**TRY IT**. Lines holding the word "might": how many does the material below have? Answer with nothing but the number.

▽

PR #7302, opened 2019-08-21
Added description for RescueModifier cop explaining reasons for not to use modifier form rescue

### LINKED ISSUE #7289: RescueModifier should explain why
https://github.com/rubocop-hq/rubocop/blob/master/manual/cops_style.md#stylerescuemodifier

RescueModifier doesn't tell why the rescue modifier shouldn't be used.
But I guess this is the reason!?
https://thoughtbot.com/blog/don-t-inline-rescue-in-ruby

Please put that into the cop description!
Else people might think it's just "bad style" to use the rescue modified.
And they won't get, that this cop actually warns them about a syntax most people get wrong!

https://github.com/rubocop-hq/rubocop/blob/master/lib/rubocop/cop/style/rescue_modifier.rb
E.g.:
```
      # This cop checks for uses of rescue in its modifier form. The rescue
      # modifier is a problem, because it's behavior is very misleading.
      #
      # @example
      #   # bad
      #   some_method rescue handle_error
      #
      #   # good
      #   begin
      #     some_method
      #   rescue
      #     handle_error
      #   end
      #
      # If given an exception class as parameter, the rescue modifier will
      # return that class but not filter for it.
      #
      # @example
      #   # bad - won't work the way it looks
      #   some_method rescue SomeException
      #
      #   # bad - way it actually works out
      #   begin
      #     some_method
      #   rescue StandardError
      #     SomeException
      #   end
      #
      #   # good - what you probably really wanted
      #   begin
      #     some_method
      #   rescue SomeException
      #     nil
      #   end
      #
      # Also a newline after the rescue modifier will make it look like the next
      # line is always executed, which isn't the case.
      #
      # @example
      #   # bad
      #   some_method rescue
      #   puts 'executed on rescue'
      #
      #   # good
      #   begin
      #     some_method
      #   rescue StandardError
      #     puts 'executed on rescue'
      #   end
```
I'm not sure about your conventions how to write documentation. So I'm not sending this as a pull request.

abhaynikam:
fixes #7289 

Adds a description to the cop specifying the reason for not using modifier form rescue. The reasons are similar to the ones mentioned in the https://thoughtbot.com/blog/don-t-inline-rescue-in-ruby blog.

### DIFF
--- a/lib/rubocop/cop/style/rescue_modifier.rb
+++ b/lib/rubocop/cop/style/rescue_modifier.rb
@@ -5,14 +5,38 @@ module RuboCop
     module Style
       # This cop checks for uses of rescue in its modifier form.
       #
+      # The cop to check `rescue` in its modifier form is added for following
+      # reasons:
+      #
+      # * The syntax of modifier form `rescue` can be misleading because it
+      #   might led us to believe that `rescue` handles the given exception
+      #   but it acutally rescue all exceptions to return the given rescue
+      #   block. In this case, value returned by handle_error or
+      #   SomeException.
+      #
+      # * Modifier form `rescue` would rescue all the exceptions. It would
+      #   silently skip all exception or errors and handle the error.
+      #   Example: If `NoMethodError` is raised, modifier form rescue would
+      #   handle the exception.
+      #
       # @example
       #   # bad
       #   some_method rescue handle_error
+      #
+      #   # bad
+      #   some_method rescue SomeException
       #
       #   # good
       #   begin
       #     some_method
       #   rescue
+      #     handle_error
+      #   end
+      #
+      #   # good
+      #   begin
+      #     some_method
+      #   rescue SomeException
       #     handle_error
       #   end
       class RescueModifier < Cop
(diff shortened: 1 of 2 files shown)


lib/rubocop/cop/style/rescue_modifier.rb
```diff
@@ -5,16 +5,40 @@ module Cop
...
+      #   silently skip all exception or errors and handle the error.
+      #   Example: If `NoMethodError` is raised, modifier form rescue would
+      #   handle the exception.
+      #
       # @example
       #   # bad
       #   some_method rescue handle_error
       #
+      #   # bad
+      #   some_method rescue SomeException
```
bbatsov: We should have an extra lint cop for this down the road.

bbatsov:
Thanks!

Btw, it'd be nice to improve the matching rule in the style guide as well.

lib/rubocop/cop/style/rescue_modifier.rb
abhaynikam: I'll try work on it this week. 😊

△

**TASK OUTPUT**. 2